Drowning in Lentil Soup

If my brother is in my Mother’s stomach, then where does the lentil soup go? My Mother had just finished her bowl of hot soup, and I was staring at her swollen stomach. With each spoonful of soup she ate, I winced, thinking of my baby brother swimming for dear life in that cauldron called her stomach.

I knew her stomach was really big, but was it big enough to hold a baby and all that hot soup?

I should never have asked her where I came from. She told me that I grew in her stomach. For a little child, the imagery is full of danger. How do you breath in there? How do you eat? Most of all, how do you get out.

Getting out of the stomach may be the most incomprehensible event. Did the doctor just cut open the stomach, reach in and take the baby out? Even if a Mother chanced identifying the vagina as the exit, there was no way a child could reconcile toilet function with the birth of a baby. Phooey! Gross!

We are still left with the dual functioning stomach – food storage and baby brooder. Fortunately, most children do not ask about the food function.
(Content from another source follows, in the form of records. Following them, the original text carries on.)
PR #15, opened 2020-05-29
Refactor codebase to use new LARA Interactive Client

pjanik:
[#173082951]


src/shared/components/submit-button.tsx
```diff
@@ -1,17 +1,18 @@
...
-  authoredState: { required?: boolean } | undefined;
-  interactiveState: { submitted?: boolean } | undefined;
-  setInteractiveState: ((interactiveState: {submitted?: boolean}) => void) | undefined;
   isAnswered: boolean;
 }
 
 // This hook can be used by any interactive that defines `required` property in its authored state and
 // `submitted` property in its interactive state (student state).
-export const SubmitButton: React.FC<IProps> = ({ authoredState, interactiveState, setInteractiveState, isAnswered }) => {
+export const SubmitButton: React.FC<IProps> = ({ isAnswered }) => {
```
scytacki, line 12: I'm not sure it is worth it, but it'd be cool if the SubmitButton was passed the authored state type and the interactiveState type.  Then it could cause a type error if these types don't have `required?` and `submitted?`. 

It looks like this is possible based on this post: https://mariusschulz.com/blog/passing-generics-to-jsx-elements-in-typescript

src/shared/hooks/use-required-question.tsx
```diff
@@ -1,18 +1,17 @@
...
-  authoredState: { required?: boolean } | undefined;
-  interactiveState: { submitted?: boolean } | undefined;
-  setNavigation: ((enableForwardNav: boolean, message: string) => void) | undefined;
-}
+import { setNavigation, useAuthoredState, useInteractiveState, useInitMessage } from "@concord-consortium/lara-interactive-api";
 
 // This hook can be used by any interactive that defines `required` property in its authored state and
 // `submitted` property in its interactive state (student state).
-export const useRequiredQuestion = ({ authoredState, interactiveState, setNavigation }: IConfig) => {
+export const useRequiredQuestion = () => {
```
scytacki, line 6: If the submit button took the interactiveState type and authoredState type, they could be passed into this hook as generics as well to provide some type checking to verify what is described in the comment on line 4 and 5.

scytacki:
This looks really good to me.

src/shared/components/submit-button.tsx
pjanik: My first implementation was like this. SubmitButton wasn't extracted back then, but basically useRequiredQuestion would complain if there were no `required?/submitted?` props. But then I changed it to make it less strict, since some interactives/question might not want to support the submitt button (or hint or other features that we add later).

Now, they can still use the same `BaseQuestionApp` without any configuration. `requiored?` ensures that required prop might be defined, but it doesn't have to. If it's not, it's all good and the feature is disabled.

This typing actually more helps to write `useRequiredQuestion` or `SubmitButton`, as we're adding some (loose) assumptions about passed in states.

I can change it to be more strict again, but then we would need to add more configuration to `BaseQuestionApp` and add `disabled` props to most of the hooks. Or don't add `disabled` and assume that `BaseQuestionApp` is forcing developer to support these features (since most questions actually should support submit button, hint, etc.).

pjanik:
@scytacki, I was trying a similar approach before and tried it again now.
Basically, this typing would make sense if we're using:
```
submitted: boolean | undefined;
required: boolean | undefined;
```
instead of:
```
submitted?: boolean;
required?: boolean;
```

These definitions seem almost the same, but they are not. The first one is more strict. It requires interfaces to define these properties. The second one defines optional params, so the passed in interfaces might define these properties, but they don't have to.

So, we have two choices: 
1. `BaseQuestionApp` ensures that developer will always implement all the features used by it - submitted/required question, hint, and whatever else we add in the future. It's nice, as we have some required interface for every question. So, developer will be "forced" to provide expected authored and interactive state formats. And then the extended generic typing that you described in comments works well, as they fit this enforcement. It's an easy change, I'd need to change a few `prop?: boolean` to `prop: boolean | undefined`.
2. `BaseQuestionApp` provides a base for many different interactives and some of them don't need to support required question or hints (or any new features that we add in the future). This is the current implementation with many properties using `?`. In such case, this extended typing doesn't change anything, as everything is optional and there are no errors anyway.

Any preferences? As I said, we currently have 2. I think 1 is nice, but it's just a bit different idea. If someone adds non-question interactive, he'd have to create a new base (or just custom app).

scytacki:
I think option 2 is sounds better. We definitely have interactives that shouldn't support required questions. Thanks for looking into this so thoroughly.

pjanik:
Okay. Just to be 100% clear, in option 2, we could have `BaseQuestionApp` and separate `BaseApp` (for regular, non-question interactives). So, the main question is whether all the questions should be required to implement these standard features like required or hint. If so, then I think it could actually make sense. As a developer using `BaseQuestionApp` would be automatically "forced" to add all the features that we think every question should have. 

If something is not considered to be a "question", it could use `BaseApp` instead and not be forced to implement required feature (usually it's just authored and interactive state props).

pjanik:
OK, this is ready for re-review and/or to be merged. I've used the very last version of lara-interactive-api NPM package, did some cleanup and added support to functional updates of interactive state in all the questions.

Actually, I'm pretty much forcing all the interactives to use functional updates. A bit opinionated, but since we discussed that, it's clear they're safer. And the interactive state can be sometimes used in a few places (like in a submit button that uses it independently). Still, I don't think it's very likely some data would get lost, but since it's a student data, I guess it's better to be safe.

pjanik:
There's one Cypress test failing sometimes, it's unrelated to these changes. I'll try to fix it tomorrow.

pjanik:
> I'm curious why the BaseApp passes the interactiveState and setInteractiveState through the props to the runtime. Couldn't the runtime just use the useInteractiveState hook directly?

It started like that, as old Interactive API hook could be used only once, so it was in the top-level component. Now, it's different and you're right, each Runtime could use `useInteractiveState` itself. I thought about it but didn't change, as I have no strong opinion here. Maybe props make it even a bit simpler, as you don't even have to import the hook and think how to use it. But it's simple. And you're right about props. 

I was thinking about `BaseQuestionApp` as a base for questions specifically (not all the interactives). So these props make it a bit more obvious that questions should handle interactive state. But I think it's a tiny difference and if for whatever reason someone feels like it's better to use hook directly, I think it's totally fine to refactor.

If they did, Mother’s would be required to recognize the possible existence of a womb or uterus, or perhaps, a “special place”  just below the belly button. Once another compartment is identified, the confusion can be eliminated. Without some attempt at clarifying the mysteries of birth, a child must wish for their Mother to starve for nine months.

“I hope mommy doesn’t drink a lot today, or my baby will drown.” That night my Mother called me into her room. I came over to her bed, and she pointed to where the baby was kicking her side. Thank God. The baby survived the lentil soup.

Sometimes when I felt the “leg” kick, I was certain that the baby was fighting for life. If the “leg” kick was at the top of the swollen stomach, that meant the baby’s head was at the bottom – right in the middle of lunch!

By the way, how did my Mother know it was a leg and not an arm, or elbow? How could she tell? She couldn’t! It was an educated guess. It may not have been a guess at all, but rather a Mother’s need to answer the unanswerable queries of a child who would believe anything a Mother said.

Pregnancies and birth are unique and memorable events for all except little children. For the young child the magic is gone, because Mothers can account for everything. It is in the accounting that the magic dies and the terror and fear are born.